Statistical Learning Theory: a Short Course

Statistical Learning Theory: a Short Course

by Peter Grünwald from the Information-theoretic learning group at the Centrum voor Wiskunde en Informatica (CWI), Netherlands, and Leiden University, Dept. of Mathematics


The general topic is model and variable selection, and prediction among large sets of complex models. The main method to be discussed will be MDL (minimum-description length) and related information-theoretic methods, but these will also be used to highlight strengths and weaknesses of other methods; in particular,
Bayesian and cross-validation methods and prequential methods (see below).
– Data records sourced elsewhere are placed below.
PR #146, opened 2021-11-02
2587 Use gh action check full

maurolepore:
Relates to [AB#2587](https://dev.azure.com/2DegreesInvesting/a5201d6a-87ad-4acf-b862-9cba0e1ae681/_workitems/edit/2587)


maurolepore:
Pretty cool the package works with R back to 3 old releases! And I suspect we might be able to support one older release (R 3.5) if we rebuild the data/ via `usethis::use_data()`.

MirijaHa:
That is amazing to hear, thanks for checking :).
@jacobvjk  now you can also state the minimum version  (3.5.3) in the sys requirements in the  user facing manual.
3.5.3 is from march 2019 so > 2.5 years old, so pragmatically I would say it is not worth investing time in ensuring compatibility to even older versions, or what do you think @maurolepore?

maurolepore:
> ... pragmatically I would say it is not worth investing time in ensuring compatibility to even older versions, or what do you think @maurolepore?

I think supporting oldrel-3 (R 3.5.3 as of now) is good enough. For reference the tidyverse team supports oldrel-4 so not too far. And now that I read the warning more carefully I see the problem is not in data/ but in tests/testthat/tests_data/. So I'm not worried about users getting corrupt data. But I would spend a few minutes in re-reading those two datasets and re-saving them to see if the warning goes away. 


```
WARNING: Added dependency on R >= 3.5.0 because serialized objects in
     serialize/load version 3 cannot be read in older versions of R.
     File(s) containing such objects:
       ‘r2dii.climate.stress.test/tests/testthat/test_data/test_data-write-results-pf.rds’
       ‘r2dii.climate.stress.test/tests/testthat/test_data/test_interpolate_auto.rds’
```

Yet this PR seems already useful so I edited DESCRIPTION and the workflow so it can be merged right now. That way my short exploration doesn't block this PR.

.github/workflows/check-full.yaml
```diff
@@ -19,10 +23,17 @@ jobs:
...
+
           - {os: windows-latest, r: 'release'}
-          - {os: ubuntu-latest,   r: 'devel', http-user-agent: 'release'}
-          - {os: ubuntu-latest,   r: 'release'}
-          - {os: ubuntu-latest,   r: 'oldrel-1'}
+          # Use 3.6 to trigger usage of RTools35
+          - {os: windows-latest, r: '3.6'}
+
+          # Use older ubuntu to maximise backward compatibility
+          - {os: ubuntu-18.04,   r: 'devel', http-user-agent: 'release'}
```
MirijaHa, line 32: why did os changed fron ubuntu-latest to ubuntu-<version>?

maurolepore: Not sure about that -- I just run `usethis::use_github_action("check-full")` to get the latest version of that workflow (from r-lib/actions).

maurolepore:
I see some checks failing with

```
WARNING
  Dependence on R version '3.5.3' not with patchlevel 0
```

So I moved it back to a draft and will explore what's going on.

maurolepore:
I should use R > 3.5 for now

https://stackoverflow.com/questions/48433412/cran-check-warning-dependence-on-r-version-3-4-3-not-with-patchlevel-0﻿

.github/workflows/check-full.yaml
maurolepore: @MirijaHa please see if this answers your question and if you approve we can merge and get it out of the way.

MirijaHa: LGTM now, will approve.
Just a small future headache, as ubuntu version is now hardcoded we should make  even more sure to regularly update the gh actions workflow. Obviously one could simply set a monthly reminder to update it, but I wonder if you use a more informed system to make sure your workflows do not outdate?

MirijaHa (approved):
splendid

.github/workflows/check-full.yaml
maurolepore: Yeah, maintaining the workflows is indeed a quite time consuming task. I guess we could automate the process to run `usethis::use_github_actions("check-full")`, here and maybe all CRAN packages where we make an effort to keep the package compliant with that that workflow expects.

maurolepore: Maybe we could trigger the update only when a commit touches r-lib/actions/examples/check-full.yaml

PR #151, opened 2021-11-03
Use .data$ to avoid NOTE: Undefined global variables

maurolepore:
This PR avoids a NOTE we recently got rid of.

I could have added the variable to `globalVariables()` but I note the variable was introduced very recently, so maybe best to just tackle the underlying issue.

```
git log -S 'pull(financial_sector)'
 ...
Date:   Wed Nov 3 10:36:42 2021 +0100
```

I look forward to getting rid of all R CMD check issues so it's easier to notice when we inevitably introduce a new R CMD check issue

A painful reminder we still have many of these:

```
set_project_parameters: no visible binding for '<<-' assignment to
    ‘inc_stresstest’
```


MirijaHa (approved):
Jacob want to do a .data and .env rampage soon, to fix the issue for all :).
The other note comes from stuff for webtool, so we will be rid of it as soon as we split repos :)

PR #153, opened 2021-11-03
Enumarate valid inputs to asset type

maurolepore:
This PR polishes the interface of `run_stress_test()` to more meet a design patter: [Enumerate possible options](https://design.tidyverse.org/def-enum.html).

> If the possible values of an argument are a small set of strings, set the default argument to the set of possible values, and then use `match.arg()` or `rlang::arg_match()` in the function body. This convention advertises to the user what the possible values, and makes it easy to generate an informative error message for inappropriate inputs.

This prepares the interface to build the sensitivity analysis feature on top of it. Along the way I add:

* a `local_*()` function that allows skipping expensive computations in tests. 
* some tests including a snapshot of the warning the user will see if they don't provide an explicit `assert_type`.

We will certainly not simply advertise MDL in all settings; in some settings, other methods are preferable. We will furthermore spend significant time on:

  • the inherent conflict between statistical consistency (finding the correct model) and predictive optimality. We will show how this ‘AIC vs BIC’ conflict can be escaped in predictive settings. We will give some practical results in a regression setting (see ‘Catching Up Faster…’ paper, below).
  • what happens when all models are wrong (as is usually the case…) There are mathematical results which show that in some cases, standard Bayesian inference and MDL may both go very wrong here, in the sense
    that the ‘closest’ available model to the truth is not identified, no matter how many data are available. We will also show some computer simulations where this indeed happens, and discuss what can be done about it.
  • on-line sequential prediction in worst-case settings. Here the goal is to predict essentially as well as the best element of a set of a (potentially huge) set of predictors, without making any probabilistic assumptions at all. Surprisingly, this turns out to be possible in certain settings; this is a thriving topic in theoretical machine learning, and the time is ripe to apply it in practice. We will briefly discuss results by Devaine et al. who used such methods, very succesfully, for on-line prediction of electricity demand at Electricite de France.
  • ‘Occam’s Razor’, in particular its role in Bayesian nonparametrics. MDL can be viewed as a particular formalization of Occam’s Razor, but one has to be very careful with such interpretations. We will dispel certain myths (such as ‘a preference for simple models is an inherent consequence of Bayesian methods’ – it is much more complicated than that; or ‘simplicity is a model bias like any other’ – there are formal ways to define ‘simplicity’ of a model for which this is certainly not true).
  • the (little known but important) ‘prequential’ methods. Prequential model assessment (initiated by Dawid in 1984) is a sort of sequential version of cross-validation. They can be used to `tie all the philosophies together’: the intuition behind cross-validation, MDL (using some form of Occam’s Razor), worst-case sequential prediction and Bayesian inference can all be seen to have a common ground.





PROVISIONAL PROGRAM (The final program may change in some details)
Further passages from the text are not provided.